DECISION DRIVEN. During the time that I get to make my
own decisions because I don't have my parents to asked for. It's a tough choice
that I had to make. And even now, I decide what I want and what I do not want.
I am not scared about it because I've been through a lot and I don't care.
Though sometimes during my younger years, I wonder what it feels to have
parents whom you'll be able to ask advice with or to confide about something
personal.
INDEPENDENT. Oh boy, when my stepmom wants me
out of my father's house when I was 17. It was a decision that's very hard to choose
but I was able to stand to it. Being independent was such a fulfilling
experience except that it's harder when I got sick. I had to crawl to the
kitchen to cook my own food and had to call a friend or a relative to buy me
some medicine. It's when I wished someone was there to take care of me such as
a parent. It's the time of my life that I pity myself.
STRONG-WILLED. Yes, it's because my heart was
hurting most of the time and probably I don't want other people to think that I
am weak. So I stay strong for myself and for my dreams. This never happened to
me overnight but it takes a lot of time and courage to wake up each day and be
thankful for my opportunities such as my scholarships, good friends and other
people that made me realize my worth as a person.
SPONTANEOUS. While others are afraid of the
future or what will happen to them. I am not afraid of whatever life has to
offer. Maybe I'd just say "bring it own!"
STREET SMART. This does not only mean that I know
every corner of every places but it just means, I can be comfortable or can be
a cameo at any places at a given time. I am not afraid to explore.
OPEN MINDED. I am open to any thoughts, people and
things around me. I don't want to limit myself because I live my life in a
diverse environment. So I keep an open mind to anything that goes my way.
Except that if it's not my thing, you cannot force me to side on you. I will
only respect your choices.
THOUGHTFUL. It doesn't mean, I have to give gifts
all the time though, I give gifts to those who are close to me. Yes, I always
wanted to remember birthdays and other events. Growing up with only few people
usually remembered my birthday and seldom to have a celebration. So I always
wanted to remember birthdays to be able to make up for myself.

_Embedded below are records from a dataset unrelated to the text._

PR #2007, opened 2025-11-04
docs: add migration guide

danielroe:
### ❓ Type of change

### DIFF
--- a/docs/content/1.get-started/5.migration.md
+++ b/docs/content/1.get-started/5.migration.md
@@ -78,7 +78,7 @@ export default defineNuxtConfig({
   image: {
     screens: {
       xs: 320,
-      xxl: 2560,
+      xxl: 1536
     }
   }
 })


docs/content/1.get-started/5.migration.md
```diff
@@ -0,0 +1,158 @@
...
+The `xs` and `xxl` breakpoints have been removed to align with Tailwind CSS defaults.
+
+Search for usage in your project:
+
+```bash
+grep -r "sizes.*xs:" --include="*.vue"
+grep -r "sizes.*xxl:" --include="*.vue"
+```
+
+**If you are using these screen sizes**, you can either replace `xs` with `sm` and `xxl` with `2xl`:
```
DamianGlowala, line 64: This holds for xxl, but not for xs.

See https://github.com/nuxt/image/pull/1931/files#diff-febc21f95a6b1803f5a608291db3659113139a4f37e9b58afa91cd9d9bfa600fL69-L75

docs/content/1.get-started/5.migration.md
```diff
@@ -0,0 +1,158 @@
...
+```
+
+... or you can add them back in your config:
+
+```ts [nuxt.config.ts]
+export default defineNuxtConfig({
+  image: {
+    screens: {
+      xs: 320,
+      xxl: 2560,
```
DamianGlowala:
```suggestion
      xxl: 1536
```

docs/content/1.get-started/5.migration.md
danielroe: yes, it's not the same value, but likely they should use sm: where they were previously using xs:

PR #2009, opened 2025-11-04
chore: drop node v18 support

iiio2:
Actually I think nuxt has dropped support for node v18. But here in the package.json file, the engines node is still v18. That is why I've updated it to node v20.


danielroe (commented):
this field is informative as far as what _nuxt/image_ requires, and all of its dependencies are fine with node 18.

we even have a test for it:

https://github.com/nuxt/image/blob/3e1f1f67f3ddee135ecdfeada224ccf6a64ea379/.github/workflows/ci.yml#L35-L36

if a user installs nuxt/image with a version of nuxt that requires a higher node version, they should get a notification from nuxt, not nuxt/image

iiio2:
@danielroe , ok thanks. then i close the pr.

PR #2016, opened 2025-11-06
fix: fix types for custom providers shadowing builtins

### LINKED ISSUE #2015: Bug: Custom provider types are not generated correctly if it has the same name as a built in provider
This was introduced with v2.0.0.

We have a custom shopify provider in our project.

The type generation returns the wrong type.

Image

Code line: https://github.com/nuxt/image/blob/main/src/module.ts#L125

dreitzner:
fix correct type generation for custom providers with same name as built in providers

### 🔗 Linked issue

resolves #2015 

### ❓ Type of change

### 📚 Description

This fixes the ttype generation for cases where custom providers have the same name as built in providers.

### DIFF
--- a/src/module.ts
+++ b/src/module.ts
@@ -3,7 +3,7 @@ import process from 'node:process'
 import { hasProtocol, parseURL, withLeadingSlash } from 'ufo'
 import { defineNuxtModule, addTemplate, addImports, addServerImports, createResolver, addComponent, addPlugin, addServerTemplate, addTypeTemplate } from '@nuxt/kit'
 import { join, relative, resolve } from 'pathe'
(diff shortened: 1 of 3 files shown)


danielroe (commented):
I wonder if we can resolve this with type safety by telling custom provider authors how to augment these interfaces

dreitzner:
> I wonder if we can resolve this with type safety by telling custom provider authors how to augment these interfaces

Not sure how I would implement that 😁

danielroe:
pushed a change - does this work in your use case?

dreitzner:
> pushed a change - does this work in your use case?

@danielroe yes that works and those changes look a little cleaner than mine 👍 

Thank you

PAYING IT FORWARD. I always feel the responsibility of
giving something to other people like for example my time or my knowledge.
Whatever the things that I am capable of giving or the form of help that I can give,
I do make sure I can.
LOVE TO ONESELF. One thing that a survivor like me
discovered from the torments of my broken self was to be able to love myself.

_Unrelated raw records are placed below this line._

PR #2026, opened 2025-11-12
chore: remove deprecated github silent config

iiio2:
github silent is now deprecated. I think we may remove it. 
https://vercel.com/docs/project-configuration/git-configuration#github.silent


danielroe:
thank you

iiio2:
Thanks @danielroe .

It took me awhile to realize that loving oneself is one of the keys to have a
better meaning of life and not blaming it on other people. I remembered what my
foster father and scholarship benefactor, Dr. Kenneth Erik Kennerhoff told me
during one of my personal talk session with him in his office. "No one can
ever love yourself like you do. If you blame your unhappy life with your
parents, chances are you're doomed. They only have few years left in their
lifetime and you have a long way to go." So slowly after that realization, day
by day I am embracing in loving myself above all my own interests, my love for
others and the full universe.
So if you come across with some people from a broken family.
Take it easy with them. They may be struggling with their own personal battles
but it doesn't mean that they aren't strong enough to handle it. Just be there
all the way for them so that they won't lose hope and always remind yourself to
be kind.
Yes, to those who are reading this post now and currently in my
past situation. Just hold on out there. Believe in yourself that you will be
able to overcome all that you have been right now. You are not alone in this
experience and trust that somehow your battle will end just like anyone else.
Be patient and have the courage to keep the best version of being you.